● TASK DESCRIPTION
Scan the material for the word "example", and copy each line where it shows up.

● SOURCE MATERIAL
PR #2728, opened 2023-03-01
Allow template for sendgrid (if exists)

### LINKED ISSUE #1866: Support Twilio Email (SendGrid) Templates
**Note:** This ticket depends on #1975 

### Description
Our current email notifications are essentially only useful for testing; we need better templates to use for production use cases. We *could* write our own HTML templates for this, but we'd quickly end up wanting to provide a lot of configuration options for those templates which is a lot of work!

Meanwhile, both of our messaging providers support their own email editors to design & build transactional email templates:
* Mailgun: https://help.mailgun.com/hc/en-us/articles/6923289387675-Mailgun-s-Email-Editor#passport-start
* Twilio SendGrid: https://docs.sendgrid.com/glossary/transactional-email-templates

For example, our current emails look like this:
image

Meanwhile, Mailgun's editor looks like this (gives users a ton of control!):
image

...with the ability to insert template variables like:
image

### Assumptions
* A single email template _should_ be sufficient for all our emails at first
* Each email notification would have template variables for "subject" and "message"

### Acceptance Criteria
* Add support for using Sendgrid templates for all email notifications (identity verification, request receipt, request review, request completion)
* Add ability to automatically populate Sendgrid with a default "Fides" template (if the user does not want to create their own)
* Add support for using Twilio templates for all email notifications (identity verification, request receipt, request review, request completion)
* Add ability to automatically populate Twilio with a default "Fides" template (if the user does not want to create their own)

### Implementation Notes/Details
For an example of how the Mailgun API works:
```
curl -s --user 'api:YOUR_API_KEY' \
https://api.mailgun.net/v3/YOUR_DOMAIN_NAME/messages \
-F from='Sender Bob <sbob@YOUR_DOMAIN_NAME>' \
-F to='alice@example.com' \
-F subject='Hello' \
-F template='template.test' \
-F t:variables='{"title": "API documentation", "body": "Sending messages with templates"}'
```

SteveDMurphy:
Closes #1866

### Code Changes

* [x] Include the option of having a template email with SendGrid
* [x] ~Handle paging of template IDs~ Use max for now and circle back (as needed)

### Steps to Confirm

* [x] Create a template to use for testing
* [x] Submit a request to use the template

### Pre-Merge Checklist

* Documentation:
* [x] Update `CHANGELOG.md`

### Description Of Changes

This is following the same path that was set out for Mailgun, only minor differences exist in how the template is discovered and applied. The pagination for the SDK is not functioning, so to hit the release and not over-engineer I just ended up setting the max. Will add a comment in the files changed as well to highlight and see if we want to add a follow on issue now or wait until it becomes a problem


src/fides/api/ops/service/messaging/message_dispatch_service.py
```diff
@@ -456,18 +457,32 @@ def _twilio_email_dispatcher(
...
             api_key=messaging_config.secrets[
                 MessagingServiceSecrets.TWILIO_API_KEY.value
             ]
         )
+
+        # the pagination via the client actually doesn't work
+        # in lieu of over-engineering this we can manually call
+        # the next page if/when we hit the limit here
+        response = sg.client.templates.get(
+            query_params={"generations": "dynamic", "page_size": 200}
```
adamsachs, line 471: seems fine to me to hardcode for now to get this across the line, per your comment in the description. a couple of notes though:

1. i'd definitely create a follow up issue to track the improvement just so it doesn't go completely forgotten/untracked
2. i'd put the hardcoded limit in a docs update (see general comment for making sure we update our docs) to make the current limitation clear to anyone using it, just to reduce the amount of digging we have to do if/when we run into the limitation
3. any reason you've chosen `200` here as the hardcoded page size (and effective limit)? it feels like it could be a bit higher here and we wouldn't get overwhelmed with data, while just reducing the likelihood that we're impacted by the hardcoding. but that's just based on an uninformed gut feeling, so please ignore me if i'm spouting nonsense!

adamsachs (approved):
i like the way this looks! simple and clean implementation. the only thing i found in the code is that hardcoded limit that you've called out, due to the limitation in the SDK/client - i think your decision to hardcode is totally fine for now, but i had a couple of notes on it. nothing critical but let me know what you think. and let me know if you're running into any issues grappling with codecov, happy to lend a hand if i can.

also, is there a `fidesdocs` ticket to update our docs explaining how to use this functionality?  let's make sure we at least ticket that before merging this in - ideally we can also just quickly make those doc updates since we've got a lot of the necessary content about templating already there for mailgun it seems, and it feels like the type of thing that if we don't update now, it may just sit stale unnecessarily.

last thing - were you able to run a manual end-to-end test actually using a template in sendgrid? happy to help with that if needed - but seems like you've likely done that considering the pagination bug you've found? (i just want to be sure!)

src/fides/api/ops/service/messaging/message_dispatch_service.py
SteveDMurphy: Thanks again @adamsachs !!

1. Docs ticket still needed, will create here now and start working.
2. Great idea, I probably wouldn't have done that 🙌🏽 
3. The hard-coded limit of `200` comes from the Sendgrid API itself (I put 1000 and the response conveniently lists that max as 200)

For the end to end test, I would love some help here as I hit a snag following the docs and was about to write a bug issue. Will reach out in Slack

SteveDMurphy:
Docs issue created -> [fidesdocs#68](https://github.com/ethyca/fidesdocs/issues/68)

src/fides/api/ops/service/messaging/message_dispatch_service.py
adamsachs: 👍 nice, thanks for the follow up and clarification. sendgrid API 🙄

● OUTPUT
For example, our current emails look like this:
For an example of how the Mailgun API works:
-F to='alice@example.com' \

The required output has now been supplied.